For technical details, refer to the GitHub Gist PoC Code and VulDB entry #280339.
Detection Methods for CVE-2024-9974
Indicators of Compromise
- POST requests to classes/Master.php?f=add_to_card containing SQL metacharacters such as single quotes, UNION, SELECT, SLEEP(, or comment sequences (--, #, /*) in the product_id field.
- Unusual database errors logged by the application referencing the cart functionality.
- Anomalous response times on the add_to_card endpoint indicating time-based blind injection probes.
- Web server access logs showing repeated add_to_card POSTs from the same source with varying product_id values.
Detection Strategies
- Deploy web application firewall (WAF) rules that inspect POST bodies for SQL injection signatures targeting the product_id parameter.
- Enable database query logging and alert on syntax errors originating from the add_to_card code path.
- Monitor for product_id values that are non-numeric or exceed expected length, since legitimate values are integer identifiers.
Monitoring Recommendations
- Correlate authentication events with cart endpoint activity to identify low-privilege accounts exhibiting injection behavior.
- Track outbound database connections and query volumes for sudden spikes consistent with mass data extraction.
- Retain HTTP request and response logs for the affected endpoint for forensic review.
How to Mitigate CVE-2024-9974
Immediate Actions Required
- Restrict network access to Online Eyewear Shop 1.0 deployments until a vendor patch is available.
- Place the application behind a WAF configured with SQL injection rule sets.
- Audit the classes/Master.php file and refactor add_to_card to use parameterized queries with PDO or mysqli prepared statements.
- Review database accounts used by the application and apply least-privilege permissions.
Patch Information
No official vendor patch is listed in the NVD references for CVE-2024-9974. Operators should monitor the SourceCodester project page for updates.

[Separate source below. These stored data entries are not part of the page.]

PR #276, opened 2023-09-13
Inclusion of y-branch sevel set optimization notebook.

e-g-melo:
This example demonstrates how to implement a simple parameterized level set optimization using jax. It seems a good option to further optimize an existing structure. 
Notes: The grid spacing on JaxCustomMedium is smaller than the simulation grid spacing over the design region. That worked fine, and allowed me to obtain a higher resolution level set surface, which was important to reduce the impacts of the grayscale generated by the hyperbolic tangent step function.


tomflexcompute:
Only took a quick look but this looks very nice! I'll take a closer look later today or early tomorrow. The final design is very interesting looking. The junction part is almost disconnected from the output waveguides yet it works very well.

tomflexcompute:
Thanks @e-g-melo for this great demo. My expertise in topological optimization is rather limited but clearly it works very well in this case. How long does it take to run the notebook btw? Is this method inherently difficult to work with symmetry?

A few typos that I found:

1. Comment on cell[7], "more than one evaluations" -> "more than one evaluation".
2. Above [13],  "The elements that does not change" -> "The elements that do not change".
3. Above [14], "is build" -> "is built".
4. Above [18], "are the coupling efficiencies" -> "is the coupling efficiencies". "imbalance" -> "imbalance".

Also we can use a thumbnail image like this. Currently all adjoint examples do not show a thumbnail image in the Learning Center but I suspect we will change that in the future. Having a thumbnail image always helps when sharing the example in social media anyway so let's put one whenever possible.
ybranch_level_set

tomflexcompute (approved):

e-g-melo:
Hi Tom! Thank you for the comments! The typos were corrected.

To implement symmetry basically we need to make some changes in `update_design` using the same approach employed on GC adjoint notebook. I put symmetry only about the z-axis to enable different power fractions on the upper and lower waveguides, so someone can quickly convert this y-branch to a MMI power splitter. The total optimization took about 1 hour here.

The thumbnail image is great! Thank you for that. I wonder if we could smooth the sidewalls. I tried that using the code below, but it introduced some deviations on layout.

`import gdstk
from shapely import Polygon

# Get the contours of the permittivity distribution.
sim_domain = td.Box(center=(0, 0, 0), size=(size_x, size_y, 0))
eps_final = sim_final.epsilon(box=sim_domain, coord_key="centers")
eps_contours = gdstk.contour(np.squeeze(eps_final).real.T, 
                            level=(eps_max + eps_min)/2, 
                            length_scale=grid_size,
                            precision=grid_size/100)

# Use shapely to smooth the sidewalls.
poly_0 = Polygon(eps_contours[0].points)
poly_1 = poly_0.simplify(grid_size/3, preserve_topology=True)

# Export to GDS.
lib = gdstk.Library()
cell = lib.new_cell("Y-BRANCH")
cell.add(gdstk.Polygon(poly_1.exterior.coords))
lib.write_gds("./misc/ybranch.gds")`

tylerflex:
> @tylerflex, can we have a jax version of the function gdstk.contour. If that is possible, I think we could use the same minimum curve radius you wrote for shape optimization to impose fabrication constraints on level set.

I would love that, but no idea how we could implement it. Maybe @lucas-flexcompute would know. does `gdstk.contour` comprise of differentiable functions that could replace `numpy` with `jax.numpy`?  or would it be more involved? 

@e-g-melo do we have any degrees of freedom in the level set function that could impose some fabrication constraints already? For example, restricting the local curvature of that function? Or choosing a function that is more slowly varying in space?

tylerflex:
Thanks @e-g-melo I'm really excited to have this demo! A lot of people ask about this method and this seems to work quite well!

I had a few comments

* I’ve been importing the adjoint plugin as `import tidy3d.plugins.adjoint as tda` and it makes life a lot easier, eg `tda.JaxSimulation`. I would recommend this for notebooks moving forward.
* Is there a reason for using scipy's LBFGS here? I’ve been having better luck with `optax` for simplicity and more access to the optimizer state within runs for checkpointing and debugging.
* before [14] “And then the JaxSimulation is (build -> built) using the design parameters.”
* I think a bit more discussion or explanation of the level set technique might be useful in this notebook. So it serves as a bit of a tutorial for people who are less familiar with it. So as far as I understand it, the implementation here essentially starts with a function f(x, y), which is parameterized using a gaussian basis. We take f > 0 to be defined as material and f < 0 as background. Our free parameters are essentially the amplitudes of each of the gaussian basis functions? Are there other choices of basis functions that people typically use? is there a good reference to cite? What are the typical ways of evaluating the f=0 level set in a differentiable way? Maybe I am a bit confused on some of these points so it could be useful to have some a little more explanation in the notebook.
* What explains the slight asymmetry in the final structure? Should we try with symmetry on? Or does that complicate things too much?

* Did we ever resolve the issue with these few lines of code
```py
      # Calculates the permittivities from the level set surface.
    sharpness = 10
    eps_phi = 0.5 * (jnp.tanh(sharpness * phi) + 1.0001)
    eps = eps_min + (eps_max - eps_min) * eps_phi
```
The choice of `tanh()` here was just my suggestion to make this a "smooth" process that is differentiable by jax, but it likely is non-stanrdard. What is the typical approach to defining the permittivity from the level set function in practice? And how does one differentiate through this step?  For example, one could imagine using `gdstk.contour` to get a polygon and then using adjoint boundary gradient formalism to compute the gradients, but how does one typically define the polygon from the raw phi data? I guess I’m a little confused about what is the standard approach to this step and want to make sure we at least understand what is the proper way first and then also add a bit of explanation so the user also knows what’s going on here. I think what the tanh approach does is creates a thin "grayscale" pixel layer between the material and background, which can be differentiated through the `JaxCustomMedium`, but a more standard approach might involve defining a sharp boundary and differentiating through the moving boundaries formalism so I want to be sure I understand.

Until an official fix is released, code-level remediation by application owners is required.
Workarounds
- Replace string-concatenated SQL in the add_to_card function with prepared statements that bind product_id as an integer.
- Add server-side input validation to reject non-numeric product_id values before they reach the database layer.
- Disable the cart endpoint or take the application offline if it is exposed to untrusted networks and cannot be patched promptly.
# Example: enforce integer validation in PHP before query execution
# $product_id = filter_input(INPUT_POST, 'product_id', FILTER_VALIDATE_INT);
# if ($product_id === false) { http_response_code(400); exit('Invalid product_id'); }
# $stmt = $pdo->prepare('INSERT INTO cart (product_id, user_id) VALUES (:pid, :uid)');
# $stmt->execute([':pid' => $product_id, ':uid' => $user_id]);
Disclaimer: This content was generated using AI. While we strive for accuracy, please verify critical information with official sources.